> [Exercise description] Could you give back the whole listing exactly as written?

===

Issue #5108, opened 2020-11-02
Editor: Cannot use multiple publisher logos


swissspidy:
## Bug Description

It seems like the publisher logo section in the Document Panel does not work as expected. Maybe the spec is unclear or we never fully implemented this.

===

> [Completed exercise]
Issue #5108, opened 2020-11-02
Editor: Cannot use multiple publisher logos


swissspidy:
## Bug Description

It seems like the publisher logo section in the Document Panel does not work as expected. Maybe the spec is unclear or we never fully implemented this.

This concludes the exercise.